The company continued to operate as a partnership until 1927, when there were over 1, 000 stores, necessitating full incorporation. Managers had from 1907 been given stock in the chain, the amount determined by the profits of their individual stores. In 1927 they exchanged this stock for stock in the company as a whole. Penney was president of the company until 1917, chairman of the board of directors from 1917 to 1946, and honorary chairman of the board from 1946 to 1958.
By the time of his death on February 12, 1971, he had created a vast corporate empire. There were 1, 660 stores with annual sales of over $4 billion, making J. C. Penney second only to Sears, Roebuck and Co. in nonfood retailers in the country. All 50, 000 employees, or "associates" as Penney called them, shared in the profits.
After leaving the presidency of the company in 1917, Penney spent more time on his outside interests. He ran a 705-acre farm in New York state from 1922 to 1953 raising purebred Guernsey dairy cattle. He operated another farm in New York state and eight or nine farms in Missouri.
Penney's rise to fame and fortune was not an unmarred success story. A major financial disaster struck in the 1929 stock market crash. Penney lost $40 million when several banks from which he had borrowed foreclosed on loans secured by his personal holdings of stock. He let his servants go and wound up weakened in spirit and health and facing a $7 million debt at the age of 56. But Penney was able to start over again with borrowed money and soon regained control of his "empire. "
Achievements
He built a corporate empire J. C. Penney stores following business precepts based on the Golden Rule.
Although he had only a limited education, he was the recipient of 17 honorary degrees and many other honors, awards, and citations. Mr. Penney was inducted into the Junior Achievement U. S. Business Hall of Fame in 1976. In 1994, Penney was inducted into the Hall of Famous Missourians, and a bronze bust depicting him is on permanent display in the rotunda of the Missouri State Capitol in Jefferson City.
(Many courtesies that today's consumers expect from a reta...)
Religion
He was active in the Young Men's Christian Association, Boy Scouts, National 4-H Club, Allied Youth Inc. , and Laymen's Movement for a Christian World. He founded a home for retired religious workers in Florida in memory of his parents.
Views
Quotations:
He claimed that "the ethical means by which my business associates and I have made money is more important than the fact that we have achieved business success. "
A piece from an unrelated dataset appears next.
PR #5682, opened 2017-05-22
Fix for issues 5576 and 5577 related to generating CSharp clients . Attempt 2

mminns:
### PR checklist

Follow up PR for https://github.com/swagger-api/swagger-codegen/pull/5581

In his later years he reflected: "I believe in adherence to the Golden Rule, faith in God and the country. If I were a young man again, those would be my cardinal principles. "
Membership
Penney was a Freemason most of his adult life.
Personality
He was not athletic or physically robust. Penney was also involved with many charitable and religious endeavors and was a prodigious speaker.
Interests
His interest - cattle breeding.
Connections
During his 95 years, Penney was married three times and had five children and nine grandchildren. His first wife Bertha Alva Hess died in 1910, and in 1919 he married Mary Hortense Kimball. She died in 1923 after bearing a son, Kimball. Three years later, in 1926, he married Caroline B. Autenrieth, who bore two daughters, Mary Frances and Carol.